PR #1797, opened 2024-09-04
Autogenerate the validation tables for Python

### LINKED ISSUE #1779: Auto-generate validation tables in python
We have already done this for `schema.py` which is auto-generated by jinja from core. We can probably do the same for the three table in the `validation.py`. This way when adding new nodes or changing the connection between nodes, python and core are always in sync.

Jingru923:
Fixes #1779


python/ribasim/ribasim/validation.py
```diff
@@ -1,85 +1,124 @@
...
-    "Outlet": [1, 1, 1, 1],
-    "Terminal": [1, int(1e9), 0, 0],
-    "DiscreteControl": [0, 0, 0, 0],
-    "ContinuousControl": [0, 0, 0, 0],
     "PidControl": [0, 0, 0, 0],
+    "LevelBoundary": [0, 9223372036854775807, 0, 9223372036854775807],
+    "Pump": [1, 1, 1, 1],
     "UserDemand": [1, 1, 1, 1],
-    "LevelDemand": [0, 0, 0, 0],
+    "TabulatedRatingCurve": [1, 1, 1, 1],
```
evetion, line 95: This is different than before. Did we make a mistake previously?

core/test/config_test.jl
```diff
@@ -82,3 +82,9 @@ end
     @test Ribasim.snake_case("ABCdef") == "a_b_cdef"
     @test Ribasim.snake_case("snake_case") == "snake_case"
 end
+
+@testitem "camel_case" begin
```
evetion, line 86: Also (or only?) test for the symbol input, as indicated by codecov

python/ribasim/ribasim/validation.py
```diff
@@ -1,85 +1,124 @@
...
+    "Terminal": [],
 }
 
 
-# Function to validate connectivity between two node types
-def can_connect(node_type_up: str, node_type_down: str) -> bool:
-    if node_type_up in node_type_connectivity:
-        return node_type_down in node_type_connectivity[node_type_up]
+# Function to validate connection
+def can_connect(node_up: str, node_down: str) -> bool:
```
evetion, line 84: This has lost the original argument names, which were better imho.

utils/gen_python.jl
```diff
@@ -55,3 +55,30 @@ open(normpath(@__DIR__, "..", "python", "ribasim", "ribasim", "schemas.py"), "w"
...
+    [
+        (
+            name = T,
+            connectivity = Set(
+                Ribasim.config.camel_case(x) for x in Ribasim.neighbortypes(T)
+            ),
+            flow_neighbor_bound = Ribasim.n_neighbor_bounds_flow(T),
+            control_neighbor_bound = Ribasim.n_neighbor_bounds_control(T),
+        ) for T in keys(Ribasim.config.nodekinds)
+    ]
```
evetion, line 72: Maybe we want to sort this list? That makes looking through the code a bit simpler?

evetion (approved):

python/ribasim/ribasim/validation.py
visr: No I had to remove support for multiple outflows for TabulatedRatingCurve and Pump to do max downstream level.

core/test/config_test.jl
Jingru923: Good idea to add the symbol input tests. Since this function also has an overloading that take strings, removing the string tests may trigger the codecov indication again. We should keep it

core/src/config.jl
```diff
@@ -49,6 +49,15 @@ end
 
 snake_case(sym::Symbol)::Symbol = Symbol(snake_case(String(sym)))
 
+"Convert a string from snake_case to CamelCase."
+function camel_case(snake_case::AbstractString)::String
```
deltamarnix, line 53: Take a look at titlecase

deltamarnix: image

deltamarnix: If it should become CamelCase, I would probably go for: `titlecase()`, and then `replace('_' => '')`

utils/templates/validation.py.jinja
```diff
@@ -0,0 +1,31 @@
...
+
+# Table for connectivity
+# "Basin": ["LinearResistance"] means that the downstream of basin can be LinearResistance only
+
+node_type_connectivity: dict[str, list[str]] = {
+{% for n in nodes %}
+    '{{n[:name]}}': [
+    {% for value in n[:connectivity] %}
+        '{{ value }}',
+    {% end %}],
```
deltamarnix, line 11: https://mommawatasu.github.io/OteraEngine.jl/dev/tutorial/#White-Space-Control

core/src/config.jl
Jingru923: I want this function to return the same string when the input is already camel case. 
image

Seems titlecase() is not able to do it because it treats CamelCase as one word and return Camelcase.

The old way is the same amount of lines but more robust

utils/gen_python.jl
Jingru923: I don't quite understand which list that you meant. But I will mark this down so I can resolve it when you are back!

utils/templates/validation.py.jinja
Jingru923: Good source! In this case the white space trimming doesn't do much, because after ruff formatting the code, the code looks the same.

PR #1798, opened 2024-09-04
update `FindFirstFunctions`

SouthEndMusic:
The new version contains my upstream fix https://github.com/SciML/FindFirstFunctions.jl/pull/26.

Is this the way to go, or should we keep it as a direct dependency to be able to set the compat?


visr (approved):
This looks good to me. It's very unlikely that we will suddenly get an older v1 version when updating packages.

PR #1801, opened 2024-09-05
Fix `min_crest_level` migration

visr:
The migration function from #1788 was wrong because I didn't know that Ribasim Python would already add the new optional column by the time it got to the migration. This now drops that one first, to avoid ending up with `min_upstream_level` twice in one dataframe.

This also makes the other functions a bit simpler by allowing errors when dropping columns that are no longer needed.


SouthEndMusic (approved):
This looks good to me as far as I can tell

Issue #744, opened 2023-11-07
DiscreteControl with time


harm-nomden-sweco:
We were discussing the implementation of pumping stations (pumps). Is it possible to change the "greater than" levels for the DiscreteControl over time (e.g. summer/winter? 
Otherwise we might need to go for PidControl at several locations, PidControl does have a time element.

evetion:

◆ **WORK TO BE COMPLETED**
Pull every line containing "FindFirstFunctions" out of the material and copy it.

◆ **RESPONSE BOX**
update `FindFirstFunctions`
The new version contains my upstream fix https://github.com/SciML/FindFirstFunctions.jl/pull/26.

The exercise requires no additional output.